Stored data entries:
PR #2715, opened 2024-12-24
Mergable building override automap data

ajrb:
This allows building overrides to only replace the automap data for the relevant area of the RMB for the specific building. This effectively enables merging of overridden map data. The picture below shows the town map, first is with the building override data being used (current functionality), second is without the building override (the modified RMB map data taken from Beautiful Cities), and the third is with functionality added by this PR where the building override only overwrites the part it needs to.

autodataMerge

You can see it overwrites some of the nearby buildings, but after adjusting the amount of area it looks very good. (note Beautiful Cities map data doesn't include the random objects and flats that can be displayed using the red grid icon)

autodataMerge2

The unused value of '30' is used to signify no change for that pixel in a building override automap data byte array. See the attached modified building file for an example where the automap data has been changed to only affect the building area. It can be compared to the original from my [Archaeologists mod](https://github.com/ajrb/dfunity-mods/blob/master/Archaeologists/WorldData/PAWNAL03.RMB-857-building3.json).

[PAWNAL03.RMB-857-building3.json](https://github.com/user-attachments/files/18240766/PAWNAL03.RMB-857-building3.json)

### DIFF
--- a/Assets/Scripts/API/BlocksFile.cs
+++ b/Assets/Scripts/API/BlocksFile.cs
@@ -846,7 +846,7 @@ namespace DaggerfallConnect.Arena2
             BuildingReplacementData buildingReplacementData;
             for (int i = 0; i < recordCount; i++)
             {
-                // Check for replacement building data and use it if found
+                // Check for replacement building data and use it, if found
                 if (WorldDataReplacement.GetBuildingReplacementData(blocks[block].Name, block, i, out buildingReplacementData))
                 {
                     blocks[block].DFBlock.RmbBlock.SubRecords[i] = buildingReplacementData.RmbSubRecord;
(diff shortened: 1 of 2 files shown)


ajrb:
This PR relies on #2714 being merged first and the branch branches off that, so includes those changes.

KABoissonneault (dismissed):
As with the other change, I'll trust Hazel to maintain this part

KABoissonneault (approved):

KABoissonneault (approved):
Github won't let me merge, sorry for spam

ajrb:
Yeah I have never understood how to do this correctly with git so I expected this. Will re-submit a new PR with just this change.

Issue #2703, opened 2024-10-23
Saves in buildings within custom RMBs cannot be loaded


drcarademono:
Mods like Fixed Desert Architecture and Beautiful Cities of Daggerfall add completely new RMBs using unique filenames (TEMPLEBA00.RMB.json or FARMBA04.RMB.json), and then insert these RMBs into the game by modifying the BlockNames array in location files. These custom RMBs work correctly, however, if the player saves inside a building in one of these custom blocks, the save will be unloadable. If a player restarts DFU and attempts to load the save, they'll get a black screen and the following error in the log:

`Exception: Could not load RMB block index 1439
DaggerfallWorkshop.DaggerfallInterior.AssignBlockData (DaggerfallWorkshop.StaticDoor door) (at Assets/Scripts/Internal/DaggerfallInterior.cs:384)
DaggerfallWorkshop.DaggerfallInterior.DoLayout (UnityEngine.Transform doorOwner, DaggerfallWorkshop.StaticDoor door, DaggerfallWorkshop.ClimateBases climateBase, DaggerfallWorkshop.PlayerGPS+DiscoveredBuilding buildingData) (at Assets/Scripts/Internal/DaggerfallInterior.cs:152)
DaggerfallWorkshop.Game.PlayerEnterExit.TransitionInterior (UnityEngine.Transform doorOwner, DaggerfallWorkshop.StaticDoor door, System.Boolean doFade, System.Boolean start) (at Assets/Scripts/Game/PlayerEnterExit.cs:721)
UnityEngine.Debug:LogException(Exception)
DaggerfallWorkshop.Game.PlayerEnterExit:TransitionInterior(Transform, StaticDoor, Boolean, Boolean) (at Assets/Scripts/Game/PlayerEnterExit.cs:726)
DaggerfallWorkshop.Game.PlayerEnterExit:StartBuildingInterior(DFLocation, StaticDoor, Boolean) (at Assets/Scripts/Game/PlayerEnterExit.cs:1034)
DaggerfallWorkshop.Game.<Respawner>d__105:MoveNext() (at Assets/Scripts/Game/PlayerEnterExit.cs:545)
UnityEngine.GUIUtility:ProcessEvent(Int32, IntPtr) (at /home/bokken/buildslave/unity/build/Modules/IMGUI/GUIUtility.cs:197)`

[...]

PR #2718, opened 2025-01-12
Assign constant rather than dynamic blockIndices to modded RMBs

drcarademono:
This PR is aimed at fixing this rather severe issue with modded RMB files (those with non-vanilla blockNames) first described here: https://github.com/Interkarma/daggerfall-unity/issues/2703. Because modded RMBs are assigned their blockIndices dynamically rather than deterministically, their blockIndices change when the player restarts the game or loads a save. This breaks all interiors associated with modded RMBs. This means that saves within buildings in modded RMBs are corrupted and cannot be loaded. It also means that questors assigned to buildings in modded RMBs disappear, preventing players from completed quests -- including the main quest. Unfortunately this issue affects some of the most widely used mods, including Fixed Desert Architecture, Finding My Religion, Beautiful Cities/Villages, and Cities Overhauled.

This PR fixes the issue in the simplest possible manner by allowing the modder to assign a constant blockIndex to modded RMBs. I replaced the AssignNextIndex method with the AssignNewIndex method, which looks up the Index value from the RMB.json file:
`
{
    "Position": 14551075,
    "Index": 2012,
    "Name": "TEMPASB0.RMB",
    "Type": "Rmb",
    "RmbBlock": {
`
Here AssignNewIndex will always assign this non-vanilla RMB block, TEMPASB0.RMB, the constant index 2012, which is well above the highest vanilla blockIndex (1294). 

This PR will require RMB modders to change the Index values in all of their non-vanilla RMBs and to claim unique RMB blockIndices in the [Daggerfall Workshop Resource Register](https://forums.dfworkshop.net/viewtopic.php?t=3023). This will not require much adjustment since this is already standard practice for all other assets that require a unique, constant value, like LocationIds, FactionIds, and texture archives. To the best of my knowledge, only Cliffworms, Wayton, and I have made modded new RMBs so far, and coordinating between us will be easy.

I have tested this PR on modded new blocks in Beautiful Cities/Beautiful Villages and can affirm that saves inside modded RMB buildings successfully load and questors appear correctly.

I made this PR as a minimal change. One downside of my approach is that it requires deserializing modded RMB.jsons twice, once to get the Index value in AssignNewIndex and once to get the rest of the data in GetDFBlockReplacementData. While I don't find that this noticeably increases load time at startup, a more adept coder might be able to reorganize the WorldDataReplacements class or BlocksFiles so that it deserializes modded RMB.jsons only once.

Finally, please note that I made AssignNewIndex public. This is so that mods (and here I'm particularly thinking of World of Daggerfall) can add new modded RMBs as well. Therefore, this PR replaces [2709](https://github.com/Interkarma/daggerfall-unity/pull/2709).

### DIFF
--- a/Assets/Scripts/Utility/AssetInjection/WorldDataReplacement.cs
+++ b/Assets/Scripts/Utility/AssetInjection/WorldDataReplacement.cs
@@ -486,7 +486,7 @@ namespace DaggerfallWorkshop.Utility.AssetInjection
                     // RMB blocks
                     foreach (string blockName in dfLocation.Exterior.ExteriorData.BlockNames)
                         if (blocksFile.GetBlockIndex(blockName) == -1)
-                            AssignNextIndex(blockName);
+                            AssignNewIndex(blockName);
 
                     // RDB blocks
                     if (dfLocation.Dungeon.Blocks != null)
@@ -495,7 +495,7 @@ namespace DaggerfallWorkshop.Utility.AssetInjection
                         {
                             string blockName = dungeonBlock.BlockName;
                             if (blocksFile.GetBlockIndex(blockName) == -1)
-                                AssignNextIndex(blockName);
+                                AssignNewIndex(blockName);
                         }
                     }
                     return true;
@@ -504,12 +504,40 @@ namespace DaggerfallWorkshop.Utility.AssetInjection
             return false;
         }
 
-        private static void AssignNextIndex(string blockName)
+        public static void AssignNewIndex(string blockName)
         {
-            newBlockNames[nextBlockIndex] = blockName;
-            newBlockIndices[blockName] = nextBlockIndex;
-            Debug.LogFormat("Found a new DFBlock: {0}, (assigned index: {1})", blockName, nextBlockIndex);
-            nextBlockIndex++;
+            string fileName = GetDFBlockReplacementFilename(blockName, WorldDataVariants.NoVariant);
+
+            int jsonBlockIndex;
+            DFBlock? dfBlock = null; // Make blockData nullable
+            TextAsset blockReplacementJsonAsset;
+
+            // Seek from loose files
+            if (File.Exists(Path.Combine(worldDataPath, fileName)))
+            {
+                string blockReplacementJson = File.ReadAllText(Path.Combine(worldDataPath, fileName));
+                dfBlock = (DFBlock)SaveLoadManager.Deserialize(typeof(DFBlock), blockReplacementJson);
+            }
+            // Seek from mods
+            else if (ModManager.Instance != null && ModManager.Instance.TryGetAsset(fileName, false, out blockReplacementJsonAsset))
+            {
+                dfBlock = (DFBlock)SaveLoadManager.Deserialize(typeof(DFBlock), blockReplacementJsonAsset.text);
+            }
+
+            // Ensure blockData was successfully assigned
+            if (!dfBlock.HasValue) // Check if blockData has a value
+            {
+                Debug.LogError($"Failed to load block data for blockName: {blockName}");
+                throw new System.Exception($"Block {blockName} does not have a valid Index in its JSON file.");
+            }
+
+            // Check for the "Index" field and assign its value
+            jsonBlockIndex = dfBlock.Value.Index; // Use .Value to access the DFBlock inside the nullable
+
+            // Add to cache
+            newBlockNames[jsonBlockIndex] = blockName;
+            newBlockIndices[blockName] = jsonBlockIndex;
+            Debug.LogFormat("Found a new DFBlock: {0}, (assigned index: {1})", blockName, jsonBlockIndex);
         }
 
         #endregion


drcarademono:
Testing this a bit more, I have noticed a performance hit caused by deserializing lots of large jsons twice (once to get the index and a second time to get the replacement data. I'm hoping that a better coder than I could restructure this to either a) deserialize custom RMBs once, grabbing the index and replacement data all in one go, or b) use the filename method I suggested above.

drcarademono:
Not a solution for the performance issue, but I re-added the original method as a fallback to insure backwards compatibility with any mods that don't use unique Index values in their custom RMBs. I don't think this is a big issue, because (as discussed earlier) to the best of my knowledge only Cliffworms, Wayton, and I have added custom RMBs, but this commit will make sure that any others are handled as they were before.

Assets/Scripts/Utility/AssetInjection/WorldDataReplacement.cs
```diff
@@ -504,6 +504,49 @@ private static bool AssignBlockIndices(ref DFLocation dfLocation)
...
+            {
+                Debug.LogError($"Failed to load block data for blockName: {blockName}");
+                throw new System.Exception($"Block {blockName} does not have a valid Index in its JSON file.");
+            }
+
+            // Check for the "Index" field and assign its value
+            jsonBlockIndex = dfBlock.Value.Index;
+
+            // If jsonBlockIndex is invalid (less than or equal to blocksFile.BsaFile.Count), use fallback method
+            if (jsonBlockIndex <= blocksFile.BsaFile.Count)
```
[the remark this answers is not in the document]
drcarademono: Good catch and a good solution. Thanks, Z-Machine!

drcarademono:
Solved the double-deserialization issue with the simple and in retrospect obvious fix of caching the DFBlock on the first deserialization. Now GetDFBlockReplacementData will get the DFBlock from the cache rather than deserializing the json the second time. There should no longer be any performance issues with this PR.

Assets/Scripts/Utility/AssetInjection/WorldDataReplacement.cs
```diff
@@ -504,6 +513,83 @@ private static bool AssignBlockIndices(ref DFLocation dfLocation)
...
+            jsonBlockIndex = dfBlock.Value.Index;
+
+            // If jsonBlockIndex is invalid (less than or equal to nextBlockIndex), use fallback method
+            if (jsonBlockIndex <= nextBlockIndex)
+            {
+                AssignNextIndex(blockName);
+
+                // Cache the full DFBlock
+                if (!blocks.ContainsKey(blockKey))
+                    blocks[blockKey] = dfBlock.Value;
```
TwelveEyes, line 578: The cached DFBlock for the `AssignNextIndex` fallback also needs to have it's internal `Index` value updated. What I would recommend:
```diff
diff --git a/Assets/Scripts/Utility/AssetInjection/WorldDataReplacement.cs b/Assets/Scripts/Utility/AssetInjection/WorldDataReplacement.cs
index 92ddee749..73875e6e4 100644
--- a/Assets/Scripts/Utility/AssetInjection/WorldDataReplacement.cs
+++ b/Assets/Scripts/Utility/AssetInjection/WorldDataReplacement.cs
@@ -627,11 +627,19 @@ namespace DaggerfallWorkshop.Utility.AssetInjection
             // If jsonBlockIndex is invalid (less than or equal to nextBlockIndex), use fallback method
             if (jsonBlockIndex <= nextBlockIndex)
             {
+                int newIndex = nextBlockIndex;
+
                 AssignNextIndex(blockName);
 
                 // Cache the full DFBlock
                 if (!blocks.ContainsKey(blockKey))
-                    blocks[blockKey] = dfBlock.Value;
+                {
+                    // Update DFBlock index
+                    DFBlock block = dfBlock.Value;
+                    block.Index = newIndex;
+
+                    blocks[blockKey] = block;
+                }
 
                 return;
             }
```

Otherwise `AssignBlockData()` will potentially pull the wrong data for RMBs assigned an index through the `AssignNextIndex()` fallback, causing the player to enter the wrong interior, or throwing an exception because the `door.resourceIndex` is outside the bounds of the RMB's `SubRecords`.

This bug is clearly visible [here](https://discord.com/channels/559842137374457876/559843513521537025/1382096850386944030) with Cliffworm's release version of Lively Cities.

For more insight I'll use the mod Village of Fishguard by dotWayton to demonstrate the bug step by step.
Here you can see Fishguard's RMBs are both set to index 308 within their JSON files.



And here we can see Fishguard's RMBs have been assigned new indexes by `AssignNextIndex()`:


Attempting to enter a house in `FISHER03.RMB` results in this:


We can see `AssignBlockData()` grabbed two RMBs for our location, `FISHER02.RMB` and `FISHER03.RMB` (lines 4531 and 4532). And we can immediately see three things are wrong upon it trying to load the record data (on line 4533): it is pulling from `Block Name` `FISHER02.RMB` instead of `FISHER03.RMB`, the `Block Index` and the `Door BlockIndex` are both wrong (`308` instead of `1296`), and the `Door RecordIndex` far exceeds the `Block SubRecord length` (which causes the exception on line 4534). This is because the internal index value for the block wasn't updated, so the door is still using the old block index of 308, and since `FISHER02.RMB` is the first block that matches the door's block index of 308 it gets selected.

After the change in the diff above was applied:


It's now pulling from the correct block `FISHER03.RMB` instead of `FISHER02.RMB`, with the correct `Block Index` and `Door BlockIndex` of `1297` instead of `308`, and with the `Door RecordIndex` correctly within the bounds of the `Block SubRecords length`.

Assets/Scripts/Utility/AssetInjection/WorldDataReplacement.cs
```diff
@@ -504,6 +513,83 @@ private static bool AssignBlockIndices(ref DFLocation dfLocation)
...
+
+                return;
+            }
+
+            // Add to cache
+            newBlockNames[jsonBlockIndex] = blockName;
+            newBlockIndices[blockName] = jsonBlockIndex;
```
TwelveEyes, line 585: Probably want to add a fallback to `AssignNextIndex` here too in case there are already entries for the key `jsonBlockIndex` and `blockName`. This way two different modded RMBs with the same custom index (by accident) can still get along.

EXERCISE OBJECTIVE:
Copy every line of the entries above in which "note" occurs.

ANSWER TO THE PROBLEM:
You can see it overwrites some of the nearby buildings, but after adjusting the amount of area it looks very good. (note Beautiful Cities map data doesn't include the random objects and flats that can be displayed using the red grid icon)
Finally, please note that I made AssignNewIndex public. This is so that mods (and here I'm particularly thinking of World of Daggerfall) can add new modded RMBs as well. Therefore, this PR replaces [2709](https://github.com/Interkarma/daggerfall-unity/pull/2709).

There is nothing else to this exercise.